PR #7351, opened 2022-02-02
Replace dossier comments field with IResponseSupported behavior

tinagerber:
For dossiers, the comment field is removed and the IResponseSupported behavior is used instead. 

When creating a dossier from a template, a response is created if the comment field of the template contains anything.

I have completely removed the comment field in the classic UI, the comment feature is only available in the new UI.

For [CA-3327]

## Checklist

- [x] Changelog entry

- Upgrade-Steps:
  - DB-Schema migration
- API change:
  - If breaking:
    - [ ] api-change label added
- Bug fixed:
- New functionality:
- New translations

[CA-3327]: https://4teamwork.atlassian.net/browse/CA-3327?atlOrigin=eyJpIjoiNWRkNTljNzYxNjVmNDY3MDlhMDU5Y2ZhYzA5YTRkZjUiLCJwIjoiZ2l0aHViLWNvbS1KU1cifQ


opengever/core/upgrades/20220127165920_migrate_dossier_comments/upgrade.py
```diff
@@ -0,0 +1,16 @@
...
+
+class MigrateDossierComments(UpgradeStep):
+    """Migrate dossier comments.
+    """
+
+    deferrable = True
+
+    def __call__(self):
+        query = {'object_provides': IDossierMarker.__identifier__}
+        with DossierCommentsMigrator() as indexer:
```
njohner, line 15: `indexer` -> `comment_migrator` or something?

opengever/api/templatefolder.py
```diff
@@ -135,6 +139,12 @@ def validate_keywords(self, dossier_template, keywords_data):
                 if keyword not in allowed_keywords:
                     raise BadRequest("Keyword '{}' is not allowed".format(keyword))
 
+    def add_comment(self):
+        if IDossierTemplate(self.dossier_template).comments:
```
njohner, line 143: So on dossier templates we keep the `comments` field as it was before? And then it will have as creator the user creating the dossier? That might be a bit confusing. @phgross any thoughts?

njohner (commented):
A few points I'm unsure about:
- Does it make sense to have the `comments` field on the dossier templates?
- Are the responses displayed in the classic UI? Can users add responses?
- Did you check whether removing the field will break upgrade steps? 

Otherwise LGTM

opengever/api/templatefolder.py
tinagerber: That's what I discussed with Erich. 
I'm not quite sure about the creator either, I'll clarify this with Erich.

tinagerber: Erich thinks the dossier creator should be set.

njohner: Ok. I think I'd have gone for removing the comment field on the dossier templates. But fine with me

tinagerber:
@njohner 
- Comments are no longer supported in the classic UI, I have discussed this with PO's
- The only upgrade step that uses the comments field only accesses the annotations, so should not be a problem

Can you have another look?

njohner (approved):
LGTM

PR #7614, opened 2022-11-16
Sequential tasks: Only allow subtasks to be started when parent is in progress

lukasgraf:
In a nested task structure that contains a sequential subprocess, it was possible to manually start a subtask inside such a subprocess even though the containing parent task was still in the planned state.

---

Could you write out all the records exactly, please?

PR #7351, opened 2022-02-02
Replace dossier comments field with IResponseSupported behavior

tinagerber:
For dossiers, the comment field is removed and the IResponseSupported behavior is used instead. 

When creating a dossier from a template, a response is created if the comment field of the template contains anything.

I have completely removed the comment field in the classic UI, the comment feature is only available in the new UI.

For [CA-3327]

## Checklist

- [x] Changelog entry

- Upgrade-Steps:
  - DB-Schema migration
- API change:
  - If breaking:
    - [ ] api-change label added
- Bug fixed:
- New functionality:
- New translations

[CA-3327]: https://4teamwork.atlassian.net/browse/CA-3327?atlOrigin=eyJpIjoiNWRkNTljNzYxNjVmNDY3MDlhMDU5Y2ZhYzA5YTRkZjUiLCJwIjoiZ2l0aHViLWNvbS1KU1cifQ


opengever/core/upgrades/20220127165920_migrate_dossier_comments/upgrade.py
```diff
@@ -0,0 +1,16 @@
...
+
+class MigrateDossierComments(UpgradeStep):
+    """Migrate dossier comments.
+    """
+
+    deferrable = True
+
+    def __call__(self):
+        query = {'object_provides': IDossierMarker.__identifier__}
+        with DossierCommentsMigrator() as indexer:
```
njohner, line 15: `indexer` -> `comment_migrator` or something?

opengever/api/templatefolder.py
```diff
@@ -135,6 +139,12 @@ def validate_keywords(self, dossier_template, keywords_data):
                 if keyword not in allowed_keywords:
                     raise BadRequest("Keyword '{}' is not allowed".format(keyword))
 
+    def add_comment(self):
+        if IDossierTemplate(self.dossier_template).comments:
```
njohner, line 143: So on dossier templates we keep the `comments` field as it was before? And then it will have as creator the user creating the dossier? That might be a bit confusing. @phgross any thoughts?

njohner (commented):
A few points I'm unsure about:
- Does it make sense to have the `comments` field on the dossier templates?
- Are the responses displayed in the classic UI? Can users add responses?
- Did you check whether removing the field will break upgrade steps? 

Otherwise LGTM

opengever/api/templatefolder.py
tinagerber: That's what I discussed with Erich. 
I'm not quite sure about the creator either, I'll clarify this with Erich.

tinagerber: Erich thinks the dossier creator should be set.

njohner: Ok. I think I'd have gone for removing the comment field on the dossier templates. But fine with me

tinagerber:
@njohner 
- Comments are no longer supported in the classic UI, I have discussed this with PO's
- The only upgrade step that uses the comments field only accesses the annotations, so should not be a problem

Can you have another look?

njohner (approved):
LGTM

PR #7614, opened 2022-11-16
Sequential tasks: Only allow subtasks to be started when parent is in progress

lukasgraf:
In a nested task structure that contains a sequential subprocess, it was possible to manually start a subtask inside such a subprocess even though the containing parent task was still in the planned state.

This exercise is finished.